An examination consists of 10 multiple choice questions, where each question has 4 options, only one of which is correct. In every question, a candidate earns 3 marks for choosing the correct opion, and -1 for choosing a wrong option. Assume that a candidate answers all questions by choosing exactly one option for each. Then find the number of distinct combinations of anwers which can earn the candidate a score from the set {15, 16,17,18, 19, 20}.

To solve the problem, we need to determine the number of distinct combinations of answers that can earn a candidate a score from the set {15, 16, 17, 18, 19, 20} in a multiple-choice examination consisting of 10 questions. Each question has 4 options, with only one correct answer. The scoring system awards 3 marks for a correct answer and -1 mark for a wrong answer. ### Step-by-Step Solution: 1. **Define Variables**: Let \( X \) be the number of questions answered correctly.
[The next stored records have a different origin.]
PR #1355, opened 2022-07-14
ENG-3952: Pagination not correctly updated in roles, groups, profile types, fragments

riccardo-fadda:


src/state/roles/actions.js
```diff
@@ -142,7 +143,7 @@ export const fetchUserRefs = (roleCode, page = { page: 1, pageSize: 10 }, params
       response.json().then((data) => {
         if (response.ok) {
           dispatch(setUserRefs(data.payload));
-          dispatch(setPage(data.metaData));
+          if (data.payload.length > 0) dispatch(setPage(data.metaData));
```
ichalagashvili, line 146: so if we delete last user ref, then pagination will still say 1, instead of 0. So, can you please tell why we need this `if` checker?

ichalagashvili (commented):
Looks good to me. Just one question

src/state/roles/actions.js
riccardo-fadda: Without it, when selecting deletion of a role, if the role has no references the User Reference table won't be shown, and the pagination of the role tables will  instead reflect the results of getUserReferences (1-0 of 0)

ichalagashvili (approved):

Dv92 (approved):

PR #1401, opened 2022-09-05
ENG-4068 Add MfeDownloadManager tests

raxkaynan:


ichalagashvili (approved):

test/app-init/MfeDownloadManager.test.js
```diff
@@ -0,0 +1,38 @@
...
+    expect(screen.getByTestId('spinner')).toBeInTheDocument();
+  });
+
+  it('shows startup wait screen when polling', async () => {
+    fetchMfeConfigList.mockImplementationOnce(() => () => new Promise(resolve => resolve({})));
+
+    renderWithState(<MfeDownloadManager>test</MfeDownloadManager>);
+
+    expect(await screen.findByTestId('startup-wait-screen')).toBeInTheDocument();
+  });
```
Dv92, line 28: I would add another test to check the same behavior when the result is `null` or `undefined` (it should happen when the API has a status code of 500).

raxkaynan: It seems that response won't ever be `null` or `undefined` since it comes from `fetch`. Also, when a `5xx` error occurs, the Promise gets rejected. So I just added a test for that scenario.

Dv92 (approved):

PR #1421, opened 2022-11-17
ENG-4259 recover enable save button code

ichalagashvili:


src/ui/widgets/config/WidgetConfigMicrofrontend.js
```diff
@@ -25,6 +25,21 @@ const WidgetConfigMicrofrontend = ({
   const { assetLoading, mfe, hasError } = useMfe({ initialMfe: memoMfeObject });
   const customElement = get(mfe, 'customElement');
 
+  // eslint-disable-next-line no-unused-vars
+  const [enableSubmit, setEnableSubmit] = useState(true);
```
raxkaynan, line 28: `[, setEnableSubmit]` can be used here so the eslint comment can be removed.

Also, what's the purpose of using `setEnableSubmit()` if its corresponding state value isn't used?

raxkaynan (changes requested):

src/ui/widgets/config/WidgetConfigMicrofrontend.js
Dv92: @chalagashvili from what I see in the history, it's missing the `enableSubmit` binding to the save button. It's never been added 😅. So we need that property @raxkaynan but must be hook to the save button for disable when it is false.

Dv92 (changes requested):
need the modification in the comment above

Dv92:
moved to draft until 7.1.2 release

Dv92 (approved):

PR #621, opened 2023-09-06
With problem

Dmitriy-Poplinski:


app/main.py
```diff
@@ -1 +1,52 @@
-# write your code here
+class SoftwareEngineer:
+    def __init__(self, name: str, skills: list | None = None) -> None:
```
Dimosphen1, line 2: You do not need to pass `skills` attribute here and in other classes as well.

app/main.py
```diff
@@ -1 +1,52 @@
...
+        self.name = name
+        if skills is None:
```
Dimosphen1, line 4: Do not use if condition here, just assign `self.skills` to an empty list.

Dimosphen1 (changes requested):

Dimosphen1 (approved):
LGTM, well done!

PR #630, opened 2023-09-17
'Solution'

nsdNite:


app/main.py
```diff
@@ -1 +1,51 @@
...
+
+    def create_smooth_mobile_app(self) -> str:
+        print(f"{self.name} is creating a mobile app...")
+        return "Ads every three swipes"
+
+
+class FullStackDeveloper(BackendDeveloper, FrontendDeveloper):
+
+    def __init__(self, name: str) -> None:
+        super().__init__(name)
```
Bohdan-Salamakha, line 46: u don't need an init method here

Bohdan-Salamakha (changes requested):

app/main.py
nsdNite: updated
thanks for the comment

Dimosphen1 (approved):
LGTM, well done!

PR #632, opened 2023-09-19
Solution

Andru37:


app/main.py
```diff
@@ -1 +1,67 @@
...
+        print(self.skills)
+
+    def create_web_application(self) -> None:
+        print(f"{self.name} started creating a web application...")
+        self.create_powerful_api()
+        self.create_awesome_web_page()
+
+
+full_stack_dev = FullStackDeveloper("Tom")
+sa = AndroidDeveloper("Sam")
```
YukihiroSM, line 67: This should be removed as it's not a part of module.

app/main.py
```diff
@@ -1 +1,67 @@
...
+
+
+class BackendDeveloper(SoftwareEngineer):
+
+    def __init__(self,
+                 name: str) -> None:
+        super().__init__(name)
+
+        for i in ["Python", "SQL", "Django"]:
+            self.learn_skill(i)
```
YukihiroSM, line 32: JFYI: you can use list.extend() here instead of `learn_skill`.

YukihiroSM (changes requested):

app/main.py
Andru37: Ok

app/main.py
Andru37: What practice is better?

YukihiroSM: I think in this case it's better to use extend, because you are hardcoding the values anyway. It will just look better.

YukihiroSM (approved):

PR #636, opened 2023-09-21
Solution

MatsalakO:


app/main.py
```diff
@@ -1 +1,49 @@
...
+        self.skills.extend(["Java", "Android studio"])
+
+    def create_smooth_mobile_app(self) -> str:
+        print(f"{self.name} is creating a mobile app...")
+        return "Ads every three swipes"
+
+
+class FullStackDeveloper(BackendDeveloper, FrontendDeveloper):
+    def __init__(self, name: str) -> None:
+        super().__init__(name)
```
viktoria-rybenchuk, line 42: you can remove the init method in this class, as all the necessary skills will be inherited from the parent classes automatically

viktoria-rybenchuk (changes requested):

Bohdan-Salamakha (approved):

Since there are 10 questions in total, the number of questions answered incorrectly will be \( 10 - X \). 2. **Calculate Total Score**: The total score \( S \) can be expressed in terms of \( X \): \[ S = 3X + (-1)(10 - X) = 3X - (10 - X) = 3X - 10 + X = 4X - 10 \] 3. **Set Up the Equation**: We need to find the values of \( X \) such that the score \( S \) is in the set {15, 16, 17, 18, 19, 20}. Therefore, we set up the equations: \[ 4X - 10 = S \] for \( S = 15, 16, 17, 18, 19, 20 \). 4. **Solve for Each Score**: - For \( S = 15 \): \[ 4X - 10 = 15 \implies 4X = 25 \implies X = 6.25 \quad \text{(not an integer)} \] - For \( S = 16 \): \[ 4X - 10 = 16 \implies 4X = 26 \implies X = 6.5 \quad \text{(not an integer)} \] - For \( S = 17 \): \[ 4X - 10 = 17 \implies 4X = 27 \implies X = 6.75 \quad \text{(not an integer)} \] - For \( S = 18 \): \[ 4X - 10 = 18 \implies 4X = 28 \implies X = 7 \quad \text{(valid integer)} \] - For \( S = 19 \): \[ 4X - 10 = 19 \implies 4X = 29 \implies X = 7.25 \quad \text{(not an integer)} \] - For \( S = 20 \): \[ 4X - 10 = 20 \implies 4X = 30 \implies X = 7.5 \quad \text{(not an integer)} \] 5. **Valid Score**: The only valid score is when \( S = 18 \) and \( X = 7 \). This means the candidate answered 7 questions correctly and 3 questions incorrectly. 6. **Calculate Combinations**: The number of ways to choose 7 correct answers from 10 questions is given by the combination formula: \[ \binom{10}{7} = \binom{10}{3} = \frac{10!}{7!3!} = \frac{10 \times 9 \times 8}{3 \times 2 \times 1} = 120 \] ### Final Answer: The number of distinct combinations of answers that can earn the candidate a score from the set {15, 16, 17, 18, 19, 20} is \( \boxed{120} \).